■ **EXERCISE DIRECTIONS**: Go through the data that follows and restate each line exactly as it reads.

:::::

PR #737, opened 2019-11-22
GG-25549 .NET: Add NuGet verification script

ptupitsyn:
Add a script to verify NuGet packages:
* Creates a test project with `dotnet new console`
* Installs all packages from specified folder with `dotnet add package`
* Runs a test program that uses basic Cache, SQL and LINQ APIs
* Checks exit codes to make sure there were no exceptions/errors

:::::

■ **WRITTEN SOLUTION**:
PR #737, opened 2019-11-22
GG-25549 .NET: Add NuGet verification script

ptupitsyn:
Add a script to verify NuGet packages:
* Creates a test project with `dotnet new console`
* Installs all packages from specified folder with `dotnet add package`
* Runs a test program that uses basic Cache, SQL and LINQ APIs
* Checks exit codes to make sure there were no exceptions/errors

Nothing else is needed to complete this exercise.